(Problem description): Check every line of the entries below for the word "unexpected", then give only the number of lines that have it.
━━━━━ Materials provided ━━━━━
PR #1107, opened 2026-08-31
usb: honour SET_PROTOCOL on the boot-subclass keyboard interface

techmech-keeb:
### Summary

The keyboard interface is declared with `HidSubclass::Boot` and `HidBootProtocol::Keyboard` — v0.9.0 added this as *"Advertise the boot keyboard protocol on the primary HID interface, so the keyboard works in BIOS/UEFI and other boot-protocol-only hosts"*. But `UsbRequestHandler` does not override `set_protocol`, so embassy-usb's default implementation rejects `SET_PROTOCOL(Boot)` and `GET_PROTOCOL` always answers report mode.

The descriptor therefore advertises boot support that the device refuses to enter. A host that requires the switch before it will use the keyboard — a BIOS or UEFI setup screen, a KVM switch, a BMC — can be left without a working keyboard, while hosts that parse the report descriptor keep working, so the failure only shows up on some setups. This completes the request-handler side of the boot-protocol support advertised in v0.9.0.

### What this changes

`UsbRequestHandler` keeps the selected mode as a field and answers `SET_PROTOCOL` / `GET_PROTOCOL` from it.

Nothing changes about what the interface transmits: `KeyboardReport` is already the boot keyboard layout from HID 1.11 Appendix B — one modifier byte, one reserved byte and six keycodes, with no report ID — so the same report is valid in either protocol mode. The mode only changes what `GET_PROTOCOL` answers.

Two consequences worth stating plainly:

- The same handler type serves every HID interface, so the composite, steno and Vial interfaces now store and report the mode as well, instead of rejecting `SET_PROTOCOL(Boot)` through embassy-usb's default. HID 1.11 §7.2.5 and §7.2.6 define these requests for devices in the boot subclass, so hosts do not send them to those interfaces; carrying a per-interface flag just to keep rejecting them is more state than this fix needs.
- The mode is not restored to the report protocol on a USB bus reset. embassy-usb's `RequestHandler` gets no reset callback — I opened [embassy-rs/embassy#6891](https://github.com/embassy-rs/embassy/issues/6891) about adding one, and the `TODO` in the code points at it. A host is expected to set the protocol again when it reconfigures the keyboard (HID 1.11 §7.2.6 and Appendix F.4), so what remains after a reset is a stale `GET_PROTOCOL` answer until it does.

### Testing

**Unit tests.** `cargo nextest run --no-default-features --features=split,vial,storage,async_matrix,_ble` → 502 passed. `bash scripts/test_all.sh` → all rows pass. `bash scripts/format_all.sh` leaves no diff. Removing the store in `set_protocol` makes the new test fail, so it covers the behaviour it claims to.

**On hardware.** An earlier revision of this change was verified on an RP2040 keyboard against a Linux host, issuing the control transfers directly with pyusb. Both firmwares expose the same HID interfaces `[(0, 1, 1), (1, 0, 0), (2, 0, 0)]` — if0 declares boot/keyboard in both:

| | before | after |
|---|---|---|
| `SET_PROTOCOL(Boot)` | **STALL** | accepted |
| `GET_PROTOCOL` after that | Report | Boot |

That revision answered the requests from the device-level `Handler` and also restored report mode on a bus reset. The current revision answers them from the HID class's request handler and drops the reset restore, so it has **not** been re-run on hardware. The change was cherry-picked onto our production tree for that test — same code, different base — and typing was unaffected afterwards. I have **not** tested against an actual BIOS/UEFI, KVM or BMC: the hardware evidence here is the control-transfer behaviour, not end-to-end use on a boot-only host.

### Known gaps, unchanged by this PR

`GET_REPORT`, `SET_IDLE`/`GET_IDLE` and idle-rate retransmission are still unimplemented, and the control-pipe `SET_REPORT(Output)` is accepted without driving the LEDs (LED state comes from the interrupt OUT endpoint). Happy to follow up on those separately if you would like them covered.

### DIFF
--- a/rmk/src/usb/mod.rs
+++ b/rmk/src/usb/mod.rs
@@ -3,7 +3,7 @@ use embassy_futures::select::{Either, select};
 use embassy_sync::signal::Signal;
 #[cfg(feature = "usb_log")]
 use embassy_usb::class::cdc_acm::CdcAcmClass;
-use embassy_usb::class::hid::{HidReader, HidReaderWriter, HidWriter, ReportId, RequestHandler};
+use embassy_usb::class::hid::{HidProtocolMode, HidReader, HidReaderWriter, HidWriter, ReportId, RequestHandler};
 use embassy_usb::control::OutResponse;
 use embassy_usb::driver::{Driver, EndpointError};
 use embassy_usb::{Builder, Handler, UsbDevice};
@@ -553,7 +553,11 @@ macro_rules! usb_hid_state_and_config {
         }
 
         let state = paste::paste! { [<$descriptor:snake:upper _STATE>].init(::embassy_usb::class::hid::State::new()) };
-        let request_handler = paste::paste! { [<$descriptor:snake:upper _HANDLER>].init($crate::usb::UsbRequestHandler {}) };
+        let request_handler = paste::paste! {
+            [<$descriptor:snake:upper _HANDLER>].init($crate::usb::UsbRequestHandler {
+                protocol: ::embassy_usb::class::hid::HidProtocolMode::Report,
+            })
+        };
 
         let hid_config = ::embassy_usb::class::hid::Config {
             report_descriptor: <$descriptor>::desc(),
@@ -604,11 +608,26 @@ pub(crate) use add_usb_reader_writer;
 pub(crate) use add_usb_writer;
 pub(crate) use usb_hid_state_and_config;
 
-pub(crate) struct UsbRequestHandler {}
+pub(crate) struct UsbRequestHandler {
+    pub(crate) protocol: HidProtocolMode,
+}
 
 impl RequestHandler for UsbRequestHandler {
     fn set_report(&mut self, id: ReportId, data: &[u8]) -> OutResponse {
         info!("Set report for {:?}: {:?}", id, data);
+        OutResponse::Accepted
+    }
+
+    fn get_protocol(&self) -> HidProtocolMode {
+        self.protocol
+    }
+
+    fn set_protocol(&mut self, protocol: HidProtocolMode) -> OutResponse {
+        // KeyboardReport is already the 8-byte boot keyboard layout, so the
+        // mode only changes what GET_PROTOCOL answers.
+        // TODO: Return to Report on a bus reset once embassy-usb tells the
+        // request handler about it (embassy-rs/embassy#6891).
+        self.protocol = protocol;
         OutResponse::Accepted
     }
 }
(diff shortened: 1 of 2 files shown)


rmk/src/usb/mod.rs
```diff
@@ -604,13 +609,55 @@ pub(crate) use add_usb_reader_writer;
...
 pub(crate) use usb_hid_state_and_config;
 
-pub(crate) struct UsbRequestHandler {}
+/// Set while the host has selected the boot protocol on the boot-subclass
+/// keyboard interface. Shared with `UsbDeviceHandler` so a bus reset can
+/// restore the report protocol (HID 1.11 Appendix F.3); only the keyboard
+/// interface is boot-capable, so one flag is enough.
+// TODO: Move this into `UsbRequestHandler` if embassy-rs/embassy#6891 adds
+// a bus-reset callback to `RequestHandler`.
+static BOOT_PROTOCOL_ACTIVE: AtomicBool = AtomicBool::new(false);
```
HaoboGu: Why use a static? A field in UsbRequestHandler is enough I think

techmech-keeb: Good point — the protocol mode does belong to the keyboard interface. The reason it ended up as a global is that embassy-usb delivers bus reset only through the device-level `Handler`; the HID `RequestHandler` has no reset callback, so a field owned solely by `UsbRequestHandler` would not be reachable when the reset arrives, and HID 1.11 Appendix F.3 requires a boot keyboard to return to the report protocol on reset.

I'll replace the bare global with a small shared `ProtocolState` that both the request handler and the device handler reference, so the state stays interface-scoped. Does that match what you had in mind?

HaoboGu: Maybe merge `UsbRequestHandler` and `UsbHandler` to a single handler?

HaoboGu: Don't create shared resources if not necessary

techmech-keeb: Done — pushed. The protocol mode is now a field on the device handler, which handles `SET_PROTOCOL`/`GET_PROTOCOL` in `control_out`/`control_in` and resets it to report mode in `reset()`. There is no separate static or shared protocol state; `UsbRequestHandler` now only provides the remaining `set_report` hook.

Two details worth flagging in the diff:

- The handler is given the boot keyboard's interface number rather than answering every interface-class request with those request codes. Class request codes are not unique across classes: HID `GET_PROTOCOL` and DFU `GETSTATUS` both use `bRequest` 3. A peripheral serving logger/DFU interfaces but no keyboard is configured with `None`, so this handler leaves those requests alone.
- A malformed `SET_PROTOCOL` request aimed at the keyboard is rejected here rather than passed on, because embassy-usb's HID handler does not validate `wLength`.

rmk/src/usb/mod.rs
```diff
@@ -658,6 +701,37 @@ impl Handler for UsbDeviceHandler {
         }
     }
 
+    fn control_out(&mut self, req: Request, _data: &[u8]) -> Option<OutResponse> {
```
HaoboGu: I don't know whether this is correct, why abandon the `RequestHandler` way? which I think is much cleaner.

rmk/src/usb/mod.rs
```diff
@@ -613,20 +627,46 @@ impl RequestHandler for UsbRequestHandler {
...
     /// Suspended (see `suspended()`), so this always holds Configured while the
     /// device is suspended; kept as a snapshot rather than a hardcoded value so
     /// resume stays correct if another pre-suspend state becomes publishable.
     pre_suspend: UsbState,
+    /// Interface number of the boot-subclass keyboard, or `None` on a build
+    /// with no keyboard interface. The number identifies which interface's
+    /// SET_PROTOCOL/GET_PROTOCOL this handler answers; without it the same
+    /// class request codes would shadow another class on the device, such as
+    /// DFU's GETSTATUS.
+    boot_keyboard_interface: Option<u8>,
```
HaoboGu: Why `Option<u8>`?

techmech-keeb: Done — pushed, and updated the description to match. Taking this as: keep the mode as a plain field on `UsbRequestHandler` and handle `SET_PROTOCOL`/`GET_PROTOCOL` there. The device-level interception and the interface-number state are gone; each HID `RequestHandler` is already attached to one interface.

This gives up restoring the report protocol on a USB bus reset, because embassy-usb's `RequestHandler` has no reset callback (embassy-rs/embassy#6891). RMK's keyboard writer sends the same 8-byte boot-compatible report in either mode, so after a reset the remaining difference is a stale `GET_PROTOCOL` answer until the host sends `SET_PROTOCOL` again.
━━━━━
━━━━━ Materials provided ━━━━━
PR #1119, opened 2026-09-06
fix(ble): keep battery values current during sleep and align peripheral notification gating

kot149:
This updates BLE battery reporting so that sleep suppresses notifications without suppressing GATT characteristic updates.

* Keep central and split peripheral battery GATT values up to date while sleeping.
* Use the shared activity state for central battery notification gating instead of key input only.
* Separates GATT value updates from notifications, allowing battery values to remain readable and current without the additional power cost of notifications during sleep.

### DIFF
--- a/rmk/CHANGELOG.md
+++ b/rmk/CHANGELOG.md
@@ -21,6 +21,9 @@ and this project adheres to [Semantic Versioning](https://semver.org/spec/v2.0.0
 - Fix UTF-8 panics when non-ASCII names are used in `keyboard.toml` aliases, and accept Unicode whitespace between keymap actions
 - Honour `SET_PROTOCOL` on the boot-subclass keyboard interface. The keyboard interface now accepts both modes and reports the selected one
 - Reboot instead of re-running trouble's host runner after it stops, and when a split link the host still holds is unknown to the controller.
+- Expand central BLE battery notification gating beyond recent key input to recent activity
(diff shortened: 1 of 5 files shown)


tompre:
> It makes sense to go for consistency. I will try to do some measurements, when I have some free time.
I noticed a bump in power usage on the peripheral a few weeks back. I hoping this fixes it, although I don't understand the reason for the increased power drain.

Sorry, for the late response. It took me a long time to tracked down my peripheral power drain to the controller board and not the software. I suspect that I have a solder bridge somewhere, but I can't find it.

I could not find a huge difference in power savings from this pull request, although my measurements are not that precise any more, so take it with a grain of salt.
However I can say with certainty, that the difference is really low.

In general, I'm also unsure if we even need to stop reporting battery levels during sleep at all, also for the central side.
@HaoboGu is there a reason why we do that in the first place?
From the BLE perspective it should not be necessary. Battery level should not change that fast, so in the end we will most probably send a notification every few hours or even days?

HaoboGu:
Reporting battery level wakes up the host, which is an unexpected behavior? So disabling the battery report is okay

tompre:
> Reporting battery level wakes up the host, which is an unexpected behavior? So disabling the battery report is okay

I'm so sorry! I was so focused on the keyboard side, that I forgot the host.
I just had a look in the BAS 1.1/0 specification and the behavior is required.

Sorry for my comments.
━━━━━
━━━━━ Materials provided ━━━━━
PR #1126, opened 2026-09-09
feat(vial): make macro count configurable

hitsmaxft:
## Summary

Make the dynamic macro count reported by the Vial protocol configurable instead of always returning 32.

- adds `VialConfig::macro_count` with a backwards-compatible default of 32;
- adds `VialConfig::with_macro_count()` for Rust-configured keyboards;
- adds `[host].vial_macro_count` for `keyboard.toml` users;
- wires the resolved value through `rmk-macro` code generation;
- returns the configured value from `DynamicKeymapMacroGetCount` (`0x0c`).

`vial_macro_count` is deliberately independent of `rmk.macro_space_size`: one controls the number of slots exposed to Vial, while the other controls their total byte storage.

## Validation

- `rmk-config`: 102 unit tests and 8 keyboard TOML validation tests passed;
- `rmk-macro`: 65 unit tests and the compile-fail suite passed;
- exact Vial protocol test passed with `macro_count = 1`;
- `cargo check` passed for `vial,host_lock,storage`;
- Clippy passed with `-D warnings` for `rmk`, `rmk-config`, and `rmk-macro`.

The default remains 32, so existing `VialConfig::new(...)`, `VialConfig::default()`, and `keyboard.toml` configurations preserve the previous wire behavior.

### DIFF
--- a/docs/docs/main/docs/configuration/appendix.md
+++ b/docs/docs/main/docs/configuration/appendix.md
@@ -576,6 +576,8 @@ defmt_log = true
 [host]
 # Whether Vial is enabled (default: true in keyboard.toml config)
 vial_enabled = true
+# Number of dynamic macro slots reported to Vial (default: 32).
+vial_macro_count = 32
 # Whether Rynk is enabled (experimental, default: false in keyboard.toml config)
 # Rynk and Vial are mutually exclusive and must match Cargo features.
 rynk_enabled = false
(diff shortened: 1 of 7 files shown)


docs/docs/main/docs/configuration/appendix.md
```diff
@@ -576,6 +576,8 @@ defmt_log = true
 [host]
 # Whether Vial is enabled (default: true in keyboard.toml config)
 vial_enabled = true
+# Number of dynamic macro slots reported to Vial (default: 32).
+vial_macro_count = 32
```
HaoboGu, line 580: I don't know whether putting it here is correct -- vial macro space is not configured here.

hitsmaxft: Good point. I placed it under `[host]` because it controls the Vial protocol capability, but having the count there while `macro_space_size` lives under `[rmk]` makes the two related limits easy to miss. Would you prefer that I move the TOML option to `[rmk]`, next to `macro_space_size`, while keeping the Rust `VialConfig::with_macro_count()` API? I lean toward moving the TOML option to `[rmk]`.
━━━━━
(Answer to this task): 2